Supporting kids through their fears about possible violence at school isn’t easy, but making an effort to do so can start simply, Gurwitch said.

First, adults have to begin a conversation. It can be hard to bring up scary topics, but avoiding them can make kids feel like they don’t have a place to go to ask questions — which is key to them feeling safer.

Kids of various ages likely have different levels of awareness, and it is important to take their developmental stage into account when talking about violence and lockdown drills, Gurwitch said. You can start by asking what they know already.

As caregivers, we want to give kids reassurance that nothing bad will ever happen to them but avoid doing so or minimizing their fears, Schonfeld said.

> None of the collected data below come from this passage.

PR #1328, opened 2024-12-04
Fb jpms - fixes for illegal access to private information in java.* packages.

struberg:
please review and give feedback. Can push it later myself or you just apply it - txs!

### DIFF
--- a/pom.xml
+++ b/pom.xml
@@ -459,11 +459,6 @@
         <jdk>[9,)</jdk>
       </activation>
       <properties>
-        <!-- LANG-1265: allow tests to access private fields/methods of java.base classes via reflection -->
-        <!-- LANG-1667: allow tests to access private fields/methods of java.base/java.util such as ArrayList via reflection -->
-<!--
-        <argLine>-Xmx512m &#45;&#45;add-opens java.base/java.lang.reflect=ALL-UNNAMED &#45;&#45;add-opens java.base/java.lang=ALL-UNNAMED &#45;&#45;add-opens java.base/java.util=ALL-UNNAMED</argLine>
--->
         <argLine>-Xmx512m</argLine>
       </properties>
     </profile>
--- a/pom.xml
+++ b/pom.xml
@@ -202,6 +202,7 @@
               <exclude>src/site/resources/download_lang.cgi</exclude>
               <exclude>src/site/resources/release-notes/RELEASE-NOTES-*.txt</exclude>
               <exclude>src/test/resources/lang-708-input.txt</exclude>
+              <exclude>nb-configuration.xml</exclude>
             </excludes>
           </configuration>
         </plugin>
@@ -460,7 +461,10 @@
       <properties>
         <!-- LANG-1265: allow tests to access private fields/methods of java.base classes via reflection -->
         <!-- LANG-1667: allow tests to access private fields/methods of java.base/java.util such as ArrayList via reflection -->
-        <argLine>-Xmx512m --add-opens java.base/java.lang.reflect=ALL-UNNAMED --add-opens java.base/java.lang=ALL-UNNAMED --add-opens java.base/java.util=ALL-UNNAMED</argLine>
+<!--
+        <argLine>-Xmx512m &#45;&#45;add-opens java.base/java.lang.reflect=ALL-UNNAMED &#45;&#45;add-opens java.base/java.lang=ALL-UNNAMED &#45;&#45;add-opens java.base/java.util=ALL-UNNAMED</argLine>
+-->
+        <argLine>-Xmx512m</argLine>
       </properties>
     </profile>
     <profile>
--- a/src/main/java/org/apache/commons/lang3/builder/CompareToBuilder.java
+++ b/src/main/java/org/apache/commons/lang3/builder/CompareToBuilder.java
@@ -19,6 +19,7 @@ package org.apache.commons.lang3.builder;
 import java.lang.reflect.AccessibleObject;
 import java.lang.reflect.Field;
 import java.lang.reflect.Modifier;
+import java.time.temporal.Temporal;
 import java.util.Collection;
 import java.util.Comparator;
 import java.util.Objects;
@@ -114,6 +115,11 @@ public class CompareToBuilder implements Builder<Integer> {
         final CompareToBuilder builder,
         final boolean useTransients,
         final String[] excludeFields) {
+
+        if ((lhs instanceof CharSequence || lhs instanceof Number || lhs instanceof Temporal) && lhs instanceof Comparable) {
+            builder.append(lhs, rhs);
+            return;
+        }
 
         final Field[] fields = clazz.getDeclaredFields();
         AccessibleObject.setAccessible(fields, true);
--- a/src/main/java/org/apache/commons/lang3/builder/EqualsBuilder.java
+++ b/src/main/java/org/apache/commons/lang3/builder/EqualsBuilder.java
@@ -19,6 +19,7 @@ package org.apache.commons.lang3.builder;
 import java.lang.reflect.AccessibleObject;
 import java.lang.reflect.Field;
 import java.lang.reflect.Modifier;
+import java.time.temporal.Temporal;
 import java.util.ArrayList;
 import java.util.Collection;
 import java.util.HashSet;
@@ -731,7 +732,8 @@ public class EqualsBuilder implements Builder<Boolean> {
             // to be inlined
             appendArray(lhs, rhs);
         } else // The simple case, not an array, just test the element
-        if (testRecursive && !ClassUtils.isPrimitiveOrWrapper(lhsClass)) {
+        if (testRecursive && !ClassUtils.isPrimitiveOrWrapper(lhsClass)
+                && !(CharSequence.class.isAssignableFrom(lhsClass) || Number.class.isAssignableFrom(lhsClass) || Temporal.class.isAssignableFrom(lhsClass))) {
             reflectionAppend(lhs, rhs);
         } else {
             isEquals = lhs.equals(rhs);
@@ -956,7 +958,8 @@ public class EqualsBuilder implements Builder<Boolean> {
         }
 
         try {
-            if (testClass.isArray()) {
+            if (testClass.isArray() || Number.class.isAssignableFrom(testClass)
+                    || Temporal.class.isAssignableFrom(testClass) || CharSequence.class.isAssignableFrom(testClass)) {
                 append(lhs, rhs);
             } else //If either class is being excluded, call normal object equals method on lhsClass.
             if (bypassReflectionClasses != null
--- a/src/main/java/org/apache/commons/lang3/builder/HashCodeBuilder.java
+++ b/src/main/java/org/apache/commons/lang3/builder/HashCodeBuilder.java
@@ -20,6 +20,7 @@ package org.apache.commons.lang3.builder;
 import java.lang.reflect.AccessibleObject;
 import java.lang.reflect.Field;
 import java.lang.reflect.Modifier;
+import java.time.temporal.Temporal;
 import java.util.Collection;
 import java.util.Comparator;
 import java.util.HashSet;
@@ -178,6 +179,10 @@ public class HashCodeBuilder implements Builder<Integer> {
     private static void reflectionAppend(final Object object, final Class<?> clazz, final HashCodeBuilder builder, final boolean useTransients,
             final String[] excludeFields) {
         if (isRegistered(object)) {
+            return;
+        }
+        if (object instanceof CharSequence || object instanceof Number || object instanceof Temporal) {
+            builder.append(object);
             return;
         }
         try {
--- a/src/main/java/org/apache/commons/lang3/builder/ReflectionToStringBuilder.java
+++ b/src/main/java/org/apache/commons/lang3/builder/ReflectionToStringBuilder.java
@@ -20,9 +20,11 @@ package org.apache.commons.lang3.builder;
 import java.lang.reflect.AccessibleObject;
 import java.lang.reflect.Field;
 import java.lang.reflect.Modifier;
+import java.time.temporal.TemporalAccessor;
 import java.util.Arrays;
 import java.util.Collection;
 import java.util.Comparator;
+import java.util.Map;
 import java.util.Objects;
 
 import org.apache.commons.lang3.ArraySorter;
@@ -847,9 +849,14 @@ public class ReflectionToStringBuilder extends ToStringBuilder {
         }
 
         validate();
+        
+        if (handleNativeClasses()) {
+            return super.toString();
+        }
 
         Class<?> clazz = getObject().getClass();
         appendFieldsIn(clazz);
+        
         while (clazz.getSuperclass() != null && clazz != getUpToClass()) {
             clazz = clazz.getSuperclass();
             appendFieldsIn(clazz);
@@ -865,6 +872,23 @@ public class ReflectionToStringBuilder extends ToStringBuilder {
             ToStringStyle.unregister(getObject());
             throw new IllegalStateException("includeFieldNames and excludeFieldNames must not intersect");
         }
+    }
+
+    private boolean handleNativeClasses() {
+        Object value = getObject();
+        if (value instanceof Number || value instanceof Boolean || value instanceof Character
+            || value instanceof TemporalAccessor ) {
+            getStringBuffer().append("value=").append(getObject().toString());
+            return true;
+        }
+        
+        if (value.getClass().isArray() || value instanceof Collection || value instanceof Map) {
+            ToStringStyle.unregister(value);
+            getStyle().append(getStringBuffer(), null, value, true);
+            return true;
+        }
+        
+        return false;
     }
 
 }
--- a/src/test/java/org/apache/commons/lang3/builder/ToStringBuilderTest.java
+++ b/src/test/java/org/apache/commons/lang3/builder/ToStringBuilderTest.java
@@ -992,17 +992,14 @@ public class ToStringBuilderTest extends AbstractLangTest {
         // LANG-1337 without this, the generated string can differ depending on the JVM version/vendor
         final List<Object> list = new ArrayList<>(ARRAYLIST_INITIAL_CAPACITY);
         final String baseString = toBaseString(list);
-        final String expectedWithTransients = baseString
-                + "[elementData={<null>,<null>,<null>,<null>,<null>,<null>,<null>,<null>,<null>,<null>},size=0,modCount=0]";
+        final String expected = baseString
+                + "[[]]";
         final String toStringWithTransients = ToStringBuilder.reflectionToString(list, null, true);
-        if (!expectedWithTransients.equals(toStringWithTransients)) {
-            assertEquals(expectedWithTransients, toStringWithTransients);
-        }
-        final String expectedWithoutTransients = baseString + "[size=0]";
+        assertEquals(expected, toStringWithTransients);
+
+        // no difference as Collections and Maps are not handled via reflection anymore
         final String toStringWithoutTransients = ToStringBuilder.reflectionToString(list, null, false);
-        if (!expectedWithoutTransients.equals(toStringWithoutTransients)) {
-            assertEquals(expectedWithoutTransients, toStringWithoutTransients);
-        }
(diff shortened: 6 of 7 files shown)


src/main/java/org/apache/commons/lang3/builder/CompareToBuilder.java
```diff
@@ -115,6 +116,11 @@ private static void reflectionAppend(
         final boolean useTransients,
         final String[] excludeFields) {
 
+        if ((lhs instanceof CharSequence || lhs instanceof Number || lhs instanceof Temporal) && lhs instanceof Comparable) {
+            builder.append(lhs, rhs);
+            return;
+        }
+
```
garydgregory, line 123: Extra blank lines not needed IMO.

src/main/java/org/apache/commons/lang3/builder/CompareToBuilder.java
```diff
@@ -115,6 +116,11 @@ private static void reflectionAppend(
         final boolean useTransients,
         final String[] excludeFields) {
 
+        if ((lhs instanceof CharSequence || lhs instanceof Number || lhs instanceof Temporal) && lhs instanceof Comparable) {
```
garydgregory, line 119: Needs a // comment IMO

src/main/java/org/apache/commons/lang3/builder/EqualsBuilder.java
```diff
@@ -731,7 +732,8 @@ public EqualsBuilder append(final Object lhs, final Object rhs) {
             // to be inlined
             appendArray(lhs, rhs);
         } else // The simple case, not an array, just test the element
-        if (testRecursive && !ClassUtils.isPrimitiveOrWrapper(lhsClass)) {
+        if (testRecursive && !ClassUtils.isPrimitiveOrWrapper(lhsClass)
```
garydgregory, line 735: Needs a // comment IMO

src/main/java/org/apache/commons/lang3/builder/EqualsBuilder.java
```diff
@@ -956,7 +958,8 @@ public EqualsBuilder reflectionAppend(final Object lhs, final Object rhs) {
         }
 
         try {
-            if (testClass.isArray()) {
+            if (testClass.isArray() || Number.class.isAssignableFrom(testClass)
```
garydgregory, line 961: Needs a // comment IMO

src/main/java/org/apache/commons/lang3/builder/HashCodeBuilder.java
```diff
@@ -180,6 +181,10 @@ private static void reflectionAppend(final Object object, final Class<?> clazz,
         if (isRegistered(object)) {
             return;
         }
+        if (object instanceof CharSequence || object instanceof Number || object instanceof Temporal) {
```
garydgregory, line 184: Needs a // comment IMO. Why not refactor the test exporession into a common (if possible package-private) method with the same code above?

src/main/java/org/apache/commons/lang3/builder/ReflectionToStringBuilder.java
```diff
@@ -867,4 +874,21 @@ private void validate() {
...
     }
 
+    private boolean handleNativeClasses() {
+        Object value = getObject();
+        if (value instanceof Number || value instanceof Boolean || value instanceof Character
+            || value instanceof TemporalAccessor ) {
+            getStringBuffer().append("value=").append(getObject().toString());
+            return true;
+        }
+
```
garydgregory: Extra blank line not needed IMO. Want I want call attention to something, I write a // comment.

src/main/java/org/apache/commons/lang3/builder/ReflectionToStringBuilder.java
```diff
@@ -867,4 +874,21 @@ private void validate() {
...
 
+    private boolean handleNativeClasses() {
+        Object value = getObject();
+        if (value instanceof Number || value instanceof Boolean || value instanceof Character
+            || value instanceof TemporalAccessor ) {
+            getStringBuffer().append("value=").append(getObject().toString());
+            return true;
+        }
+        
+        if (value.getClass().isArray() || value instanceof Collection || value instanceof Map) {
```
garydgregory, line 885: Can `value` be null here?

src/main/java/org/apache/commons/lang3/builder/ReflectionToStringBuilder.java
```diff
@@ -867,4 +874,21 @@ private void validate() {
...
+            ToStringStyle.unregister(value);
+            getStyle().append(getStringBuffer(), null, value, true);
+            return true;
+        }
+
```
garydgregory: Extra empty line not needed IMO.  Want I want call attention to something, I write a // comment.

garydgregory (changes requested):
Hi @struberg 
I have a few comments scattered throughout.

pom.xml
```diff
@@ -202,6 +202,7 @@
               <exclude>src/site/resources/download_lang.cgi</exclude>
               <exclude>src/site/resources/release-notes/RELEASE-NOTES-*.txt</exclude>
               <exclude>src/test/resources/lang-708-input.txt</exclude>
+              <exclude>nb-configuration.xml</exclude>
```
ppkarwasz, line 205: This is not necessary, since RAT has a implicit exclusion list populated from the `.gitignore` file.

src/main/java/org/apache/commons/lang3/builder/ReflectionToStringBuilder.java
```diff
@@ -867,4 +874,21 @@ private void validate() {
         }
     }
 
+    private boolean handleNativeClasses() {
+        Object value = getObject();
+        if (value instanceof Number || value instanceof Boolean || value instanceof Character
+                || value instanceof TemporalAccessor) {
```
garydgregory, line 880: This expression uses `TemporalAccessor` here but the new `isJavaInternalClass()` uses `Temporal`. `Temporal` extends `TemporalAccessor`, why is there a difference? It seems this expression could be rewritten to call  `isJavaInternalClass()`, this centralize the types to check.

garydgregory (changes requested):
Hi @struberg 

See my comments and @ppkarwasz's.

src/main/java/org/apache/commons/lang3/builder/CompareToBuilder.java
struberg: resolved

src/main/java/org/apache/commons/lang3/builder/EqualsBuilder.java
struberg: is now in the JavaDocs of Reflection#isJavaInternalClass(). That should resolve this and all similar situations.

src/main/java/org/apache/commons/lang3/builder/ReflectionToStringBuilder.java
```diff
@@ -867,4 +874,21 @@ private void validate() {
         }
     }
 
+    private boolean handleNativeClasses() {
+        Object value = getObject();
+        if (value instanceof Number || value instanceof Boolean || value instanceof Character
+            || value instanceof TemporalAccessor ) {
```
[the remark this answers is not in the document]
struberg: good catch, moved all to TomporalAccessor in Reflection.isJavaInternalClass()

src/main/java/org/apache/commons/lang3/builder/ReflectionToStringBuilder.java
struberg: nope, that is covered in line 846 of toString()

pom.xml
struberg: that file is generated by NetBeans when using it. So no, does not have an AL header.
I've added the file to .gitignore but checkstyle did still complain.

ppkarwasz: Did Checkstyle or Apache RAT fail? Apache RAT should be OK without this line, Checkstyle does not read the configuration of Apache RAT AFAIK.

struberg: I'll try again without

struberg: yup, you're right it seems. Works now.

garydgregory (changes requested):
Hi @struberg 

We cannot test that an object implements a stock interface like `TemporalAccessor` or `CharSequence` because this won't work with custom implementations (`TemporalAmount` is also not accounted for, and others I am sure).

See the new test I added in git master: `EqualsBuilderReflectJreImplementationTest`

I think we can only test for an actual class or the the package that class lives in. 

TY

src/test/java/org/apache/commons/lang3/builder/ToStringBuilderTest.java
```diff
@@ -229,21 +230,33 @@ public void assertReflectionArray(final String expected, final Object actual) {
...
 
+    private static class HirAFixture extends HirBFixture {
+        int x = 1;
+    }
+
+    private static class HirBFixture extends HirCFixture {
+        int y = 2;
+    }
+
+    private static class HirCFixture {
```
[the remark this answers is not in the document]
struberg: Hierarchic

src/test/java/org/apache/commons/lang3/builder/ToStringBuilderTest.java
```diff
@@ -229,21 +230,33 @@ public void assertReflectionArray(final String expected, final Object actual) {
...
+
     /**
      * Tests ReflectionToStringBuilder setUpToClass().
      */
     @Test
     public void test_setUpToClass_valid() {
-        final Integer val = Integer.valueOf(5);
+        final HirAFixture val = new HirAFixture();
         final ReflectionToStringBuilder test = new ReflectionToStringBuilder(val);
-        test.setUpToClass(Number.class);
```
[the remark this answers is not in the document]
struberg: In this very case this test simply makes no sense. setUpToClass is INCLUDING the very class given. But if you introspect into any java.lang.Number, then it will just blow up your whole application from Java9 onwards...

src/test/java/org/apache/commons/lang3/builder/ToStringBuilderTest.java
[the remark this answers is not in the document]
struberg: Regarding `TemporalAccessor` and `CharSequence`: happy to replace CharSequence with a String.class check. Not quite sure about TemporalAccessor, no strong feeling, we could also move to `Temporal` if you want.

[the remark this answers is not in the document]
garydgregory: That's not what I'm saying ;-) What I'm trying to say is that the check _cannot_ use _any_ interfaces.

garydgregory (dismissed):
Hello @struberg 

Checking against an interface in `isJavaInternalClass()` is not going to work. 

I updated `EqualsBuilderReflectJreImplementationTest` in git master.

struberg:
> Hello @struberg
> 
> Checking against an interface in `isJavaInternalClass()` is not going to work.
> 
> I updated `EqualsBuilderReflectJreImplementationTest` in git master.

Gary, this has already long been resolved in https://github.com/apache/commons-lang/pull/1328/commits/f20639a039476826b9c146d96f64e6979ea7d772 and https://github.com/apache/commons-lang/pull/1328/commits/ec4150bc13cfd2705e5d672f47706930af578c39

I've even merged your changes (and removed that new --add-opens again...) from main to this very branch.

garydgregory:
> > Hello @struberg
> > Checking against an interface in `isJavaInternalClass()` is not going to work.
> > I updated `EqualsBuilderReflectJreImplementationTest` in git master.
> 
> Gary, this has already long been resolved in [f20639a](https://github.com/apache/commons-lang/commit/f20639a039476826b9c146d96f64e6979ea7d772) and [ec4150b](https://github.com/apache/commons-lang/commit/ec4150bc13cfd2705e5d672f47706930af578c39)
> 
> I've even merged your changes (and removed that new --add-opens again...) from main to this very branch.
> 
> This branch clearly improves the situation with standard jpms setup for a lot of common cases. Of course, this does not yet fix ALL the problems (albeit it's a good start). But if people come across another `InaccessibleObjectException` then they can still --add-opens as needed. So the current version is clearly an improvement. If you agree, then we should merge it into main instead of yet more parallel work in different branches...

Hello @struberg 

The issue is not that this PR is a wants to start improving something, the issue is that this PR _breaks_ existing behavior.

You cannot check for interfaces to short-circuit logic in `Reflection.isJavaInternalClass()`. This will break existing applications.

The branch is not up to date with master. This fails:
```
git clone https://github.com/struberg/commons-lang.git 
cd commons-lang
git checkout fb_jpms
git remote add upstream https://github.com/apache/commons-lang.git
git pull upstream master
mvn clean test -Dtest=EqualsBuilderReflectJreImplementationTest
```

struberg:
> You cannot check for interfaces to short-circuit logic in `Reflection.isJavaInternalClass()`. This will break existing applications.

Which of those is an interface?
https://github.com/struberg/commons-lang/blob/ec4150bc13cfd2705e5d672f47706930af578c39/src/main/java/org/apache/commons/lang3/builder/Reflection.java#L62

The thing you are talking about IS ALREADY RESOLVED since yesterday.

And one other thing: commons-lang3 ReflectionToString ReflectionEquals etc was BROKEN on anything Java9++ - period!
The build is ONLY green because you just disabled all the modularity - which is something not everyone can do in real projects!

My spare time to work on this stuff is very limited - as is yours I bet. So please use our both time productively. As I said: not everything will fully work from the beginning. You just added `java.time.Period`, fine, good catch. But why on earth don't we just take that PR and commit it and then improve it TOGETHER? I'm not willing to do more empty rounds getting sticks thrown at me at will. I really appreciate the review feedback as it indeed did highly improve the code. But now is the point to decide whether the direction is right or not - and then improve things from here TOGETHER.

struberg:
Btw, I'm looking for another method name for `isJavaInternalClass()`. It should rather express that the given clazz cannot be introspected via reflection. Maybe something like `isNonIntrospectibleClass()`?

Further down the road we need some way to tell whether a class is open or not. And all that in a way which also works on Java8 still...

struberg:
> I guess you could be bothered to look it up

Indeed, had in the back of my mind that Temporal is an abstract class.
Latest version uses reflection to figure that a class is not accessible. This works, but maybe we should try a mixture of the old approach + the new one?

Thought about having a static `Map<Class, Boolean> KNOWN_INACCESSIBLE_CLASSES` which contains the concrete classes like LocalDate, Boolean, Character, Integer, etc.
And then in a second step we do the reflection check. But as this might also have unexpected results (people might forget that they closed the jars) we should probably log it out?

src/main/java/org/apache/commons/lang3/builder/Reflection.java
```diff
@@ -18,13 +18,62 @@
...
+                Character.class,
+                String.class,
+                Byte.class,
+                Short.class,
+                Integer.class,
+                Long.class,
+                Float.class,
+                Double.class,
+                java.util.Date.class,
+                java.sql.Date.class,
```
garydgregory, line 58: This is not specific to this PR: I don't think we should introduce a _new JPMS module dependency_, here on `java.sql`. Lang does not use any classes from `java.sql` so this would drag in a new JPMS module. For 4.0, we've mentioned dropping our dependency on `java.desktop` and only depending on `java.base`.

src/main/java/org/apache/commons/lang3/builder/Reflection.java
```diff
@@ -41,4 +90,44 @@ static Object getUnchecked(final Field field, final Object obj) {
...
+        if (isAccessible != null) {
+            return isAccessible;
+        }
+        try {
+            final Field[] declaredFields = clazz.getDeclaredFields();
+            for (Field f : declaredFields) {
+                f.setAccessible(true);
+            }
+
+            nonIntrospectibleClasses.put(clazz, false);
```
garydgregory, line 125: This looks problematic since the map will grow uncontrollably, possibly until every class on your classpath gets referenced, there's no way to know really.

src/main/java/org/apache/commons/lang3/builder/Reflection.java
```diff
@@ -41,4 +90,44 @@ static Object getUnchecked(final Field field, final Object obj) {
...
+     * But it's the best we can do.
+     *
+     * @return {@code true} if the given class internas not accessible
+     */
+    static boolean isNonIntrospectibleClass(Object o) {
+        return o != null && isNonIntrospectibleClass(o.getClass());
+    }
+
+    /**
+     * Check whether the given class internas can be accessed. This might return false in Java9
```
garydgregory, line 105: "internas" spelling

garydgregory (changes requested):
Hi All,

So far, I'm still against this change.

These features are _designed to use reflection_, and this PR tries to turn some of that off. 

It seems to me like it will cause unintended consequences beyond all of the ones I pointed out through the new unit tests I wrote which showed the initial implementation would break existing apps. 

Now, we have a different implementation, which brings in a new set of problems: 
- It depends on a new JPMS module `java.sql`
- it grows a map without any bounds (a CVE waiting to happen IMO)
- you can't turn it off
- The behavior is completely hidden from the user

ppkarwasz:
> So far, I'm still against this change.
> 
> These features are _designed to use reflection_, and this PR tries to turn some of that off.

I agree. All the `reflectionX` methods have a warning:

> Fields can be private, thus `AccessibleObject.setAccessible` is used to bypass normal access control checks. This will fail under a security manager unless the appropriate permissions are set.

The warning might require an update, but it seems clear to me that it also applies to the JPMS access checks. So it is up to caller to ensure that the caller to ensure that the class is open to `org.apache.commons.lang3`. If the caller uses `testRecursive`, he must also ensure that the appropriate permissions are set for all the field types.

garydgregory:
This discussion is mirrored on the apache list here: 
https://lists.apache.org/thread/gwljc3ylz3cjvbg9m7sv9dtj139obprz

garydgregory (dismissed):
Note that this PR is worse than I thought because we already have a feature to bypass reflection! Use `EqualsBuilder.setBypassReflectionClasses(List<Class<?>>)`.

struberg:
further comments over at the commons dev list.

src/main/java/org/apache/commons/lang3/builder/Reflection.java
struberg: yup true

src/main/java/org/apache/commons/lang3/builder/Reflection.java
struberg: this is a trade-off vs performance. it will only cache those classes which got hit in a reflection equals, toString, etc. Thus in practice it is a very limited set of classes I'd say. Can you think of a possible place where we can hold such a cache at least during a single invocation? Maybe inside the builder and handing the Map as another parameter to this method?

struberg:
> I agree. All the `reflectionX` methods have a warning:

Well this is way more subtly weird right now.

Imagine the following code:
```
        Map<String, String> a = new HashMap<>(20);
        a.put("A", "A");

        Map<String, String> b = new HashMap<>();
        b.put("A", "A");
```
Here we have the case that `a.equals(b)` returns `true`. Because that's the contract of Maps!
But when you use `new EqualsBuilder().setTestRecursive(true).append(a, b).isEquals()` then you'll get `false`.
That's because by giving a different initial array size, we'll get a different *internal* (!) structure (bigger internal arrays, etc). 

But that means that right now the EqualsBuilder (even in Java8) does not even adheres to the contract of the Map interface. Because those internal details should not matter. Even if I would not have set an initial size - what if I add 30 elements to one of the 2 maps, but then remove everything but the "A" entry again? It will be equals according to the Map contract, but not for the EqualsBuilder. Looks rather broken to me.

One might argue that that's exactly how all the reflection stuff in commons-lang was designed from the beginning.
Otoh there are already a few places where Maps, Collections, etc get a special treatment. So why not also here?

struberg:
> Note that this PR is worse than I thought because we already have a feature to bypass reflection! Use `EqualsBuilder.setBypassReflectionClasses(List<Class<?>>)`.

This is just plain wrong. You cannot use `setBypassReflectionClasses` for e.g. Map without loosing the reflexive comparison of it's entries.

We can reassure them that the adults in their lives are doing everything they can to keep them safe and show them actions your family, school and community might be taking, Gurwitch added.

It is also important to share and model the coping skills you use, such as breathing, distraction, meditation and conversations with loved ones. Make sure your kids know that different things work for different people, but you are there to help them find out what works best for them.

Reports of violence and preparations for its possibility in a place students go almost every day can be stressful, and it’s not surprising these stoke feelings of fear, grief or anxiety. How those feelings manifest may not look the same for all kids — there can be headaches, behavior changes or school absences — so be sure to keep the conversation open and don’t be afraid to seek help from a mental health professional, said Figley of the Tulane institute.